■ ASSIGNMENT: Repeat each record below exactly as given.

■ MATERIAL PROVIDED:
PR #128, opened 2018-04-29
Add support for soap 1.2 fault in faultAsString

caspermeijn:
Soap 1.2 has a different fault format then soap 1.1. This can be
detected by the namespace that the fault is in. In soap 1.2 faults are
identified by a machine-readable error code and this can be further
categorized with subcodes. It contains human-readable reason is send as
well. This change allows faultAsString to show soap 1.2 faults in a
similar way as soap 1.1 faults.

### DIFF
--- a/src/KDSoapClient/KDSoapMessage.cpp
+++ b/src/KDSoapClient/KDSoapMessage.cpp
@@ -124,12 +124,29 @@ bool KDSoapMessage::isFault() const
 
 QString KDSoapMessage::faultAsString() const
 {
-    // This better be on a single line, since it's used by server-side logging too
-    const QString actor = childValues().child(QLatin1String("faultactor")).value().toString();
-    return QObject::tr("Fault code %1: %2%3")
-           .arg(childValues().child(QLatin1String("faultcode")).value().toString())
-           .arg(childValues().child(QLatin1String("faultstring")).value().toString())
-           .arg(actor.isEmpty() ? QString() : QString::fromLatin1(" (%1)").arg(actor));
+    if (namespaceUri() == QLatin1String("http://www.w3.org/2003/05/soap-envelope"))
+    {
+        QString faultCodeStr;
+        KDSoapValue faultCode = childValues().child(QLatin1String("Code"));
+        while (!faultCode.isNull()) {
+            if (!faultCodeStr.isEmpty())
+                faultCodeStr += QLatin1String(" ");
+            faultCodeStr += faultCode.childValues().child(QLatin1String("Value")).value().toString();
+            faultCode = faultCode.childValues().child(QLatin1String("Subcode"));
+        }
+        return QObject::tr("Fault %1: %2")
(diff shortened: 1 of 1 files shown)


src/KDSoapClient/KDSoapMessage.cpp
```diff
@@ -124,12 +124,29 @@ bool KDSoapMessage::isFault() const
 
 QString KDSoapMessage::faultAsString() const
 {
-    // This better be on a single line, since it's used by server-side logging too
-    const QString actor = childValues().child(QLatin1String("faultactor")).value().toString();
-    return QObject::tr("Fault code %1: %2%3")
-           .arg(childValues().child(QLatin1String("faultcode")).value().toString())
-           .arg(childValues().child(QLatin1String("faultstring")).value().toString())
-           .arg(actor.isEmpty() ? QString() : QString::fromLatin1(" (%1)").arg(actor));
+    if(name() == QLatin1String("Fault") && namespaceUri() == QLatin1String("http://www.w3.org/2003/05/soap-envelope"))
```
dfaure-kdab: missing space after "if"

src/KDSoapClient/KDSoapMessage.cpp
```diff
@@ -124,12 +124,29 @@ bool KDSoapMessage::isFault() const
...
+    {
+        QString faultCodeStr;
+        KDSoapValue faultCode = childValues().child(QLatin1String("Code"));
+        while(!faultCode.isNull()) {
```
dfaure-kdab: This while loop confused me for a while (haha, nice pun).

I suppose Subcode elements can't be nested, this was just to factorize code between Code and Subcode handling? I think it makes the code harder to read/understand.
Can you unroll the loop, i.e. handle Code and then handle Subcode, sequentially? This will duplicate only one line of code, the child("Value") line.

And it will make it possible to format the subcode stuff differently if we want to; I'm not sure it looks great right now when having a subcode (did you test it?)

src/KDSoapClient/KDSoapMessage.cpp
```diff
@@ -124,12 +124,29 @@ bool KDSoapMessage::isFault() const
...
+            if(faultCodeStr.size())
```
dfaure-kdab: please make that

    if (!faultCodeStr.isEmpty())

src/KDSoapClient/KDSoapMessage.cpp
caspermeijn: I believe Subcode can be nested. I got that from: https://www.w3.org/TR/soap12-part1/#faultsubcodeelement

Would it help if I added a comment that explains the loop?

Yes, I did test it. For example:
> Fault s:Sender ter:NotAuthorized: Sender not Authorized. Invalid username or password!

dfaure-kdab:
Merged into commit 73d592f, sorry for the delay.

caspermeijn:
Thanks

■ TASK SOLUTION:
PR #128, opened 2018-04-29
Add support for soap 1.2 fault in faultAsString

caspermeijn:
Soap 1.2 has a different fault format then soap 1.1. This can be
detected by the namespace that the fault is in. In soap 1.2 faults are
identified by a machine-readable error code and this can be further
categorized with subcodes. It contains human-readable reason is send as
well. This change allows faultAsString to show soap 1.2 faults in a
similar way as soap 1.1 faults.

### DIFF
--- a/src/KDSoapClient/KDSoapMessage.cpp
+++ b/src/KDSoapClient/KDSoapMessage.cpp
@@ -124,12 +124,29 @@ bool KDSoapMessage::isFault() const
 
 QString KDSoapMessage::faultAsString() const
 {
-    // This better be on a single line, since it's used by server-side logging too
-    const QString actor = childValues().child(QLatin1String("faultactor")).value().toString();
-    return QObject::tr("Fault code %1: %2%3")
-           .arg(childValues().child(QLatin1String("faultcode")).value().toString())
-           .arg(childValues().child(QLatin1String("faultstring")).value().toString())
-           .arg(actor.isEmpty() ? QString() : QString::fromLatin1(" (%1)").arg(actor));
+    if (namespaceUri() == QLatin1String("http://www.w3.org/2003/05/soap-envelope"))
+    {
+        QString faultCodeStr;
+        KDSoapValue faultCode = childValues().child(QLatin1String("Code"));
+        while (!faultCode.isNull()) {
+            if (!faultCodeStr.isEmpty())
+                faultCodeStr += QLatin1String(" ");
+            faultCodeStr += faultCode.childValues().child(QLatin1String("Value")).value().toString();
+            faultCode = faultCode.childValues().child(QLatin1String("Subcode"));
+        }
+        return QObject::tr("Fault %1: %2")
(diff shortened: 1 of 1 files shown)


src/KDSoapClient/KDSoapMessage.cpp
```diff
@@ -124,12 +124,29 @@ bool KDSoapMessage::isFault() const
 
 QString KDSoapMessage::faultAsString() const
 {
-    // This better be on a single line, since it's used by server-side logging too
-    const QString actor = childValues().child(QLatin1String("faultactor")).value().toString();
-    return QObject::tr("Fault code %1: %2%3")
-           .arg(childValues().child(QLatin1String("faultcode")).value().toString())
-           .arg(childValues().child(QLatin1String("faultstring")).value().toString())
-           .arg(actor.isEmpty() ? QString() : QString::fromLatin1(" (%1)").arg(actor));
+    if(name() == QLatin1String("Fault") && namespaceUri() == QLatin1String("http://www.w3.org/2003/05/soap-envelope"))
```
dfaure-kdab: missing space after "if"

src/KDSoapClient/KDSoapMessage.cpp
```diff
@@ -124,12 +124,29 @@ bool KDSoapMessage::isFault() const
...
+    {
+        QString faultCodeStr;
+        KDSoapValue faultCode = childValues().child(QLatin1String("Code"));
+        while(!faultCode.isNull()) {
```
dfaure-kdab: This while loop confused me for a while (haha, nice pun).

I suppose Subcode elements can't be nested, this was just to factorize code between Code and Subcode handling? I think it makes the code harder to read/understand.
Can you unroll the loop, i.e. handle Code and then handle Subcode, sequentially? This will duplicate only one line of code, the child("Value") line.

And it will make it possible to format the subcode stuff differently if we want to; I'm not sure it looks great right now when having a subcode (did you test it?)

src/KDSoapClient/KDSoapMessage.cpp
```diff
@@ -124,12 +124,29 @@ bool KDSoapMessage::isFault() const
...
+            if(faultCodeStr.size())
```
dfaure-kdab: please make that

    if (!faultCodeStr.isEmpty())

src/KDSoapClient/KDSoapMessage.cpp
caspermeijn: I believe Subcode can be nested. I got that from: https://www.w3.org/TR/soap12-part1/#faultsubcodeelement

Would it help if I added a comment that explains the loop?

Yes, I did test it. For example:
> Fault s:Sender ter:NotAuthorized: Sender not Authorized. Invalid username or password!

dfaure-kdab:
Merged into commit 73d592f, sorry for the delay.

caspermeijn:
Thanks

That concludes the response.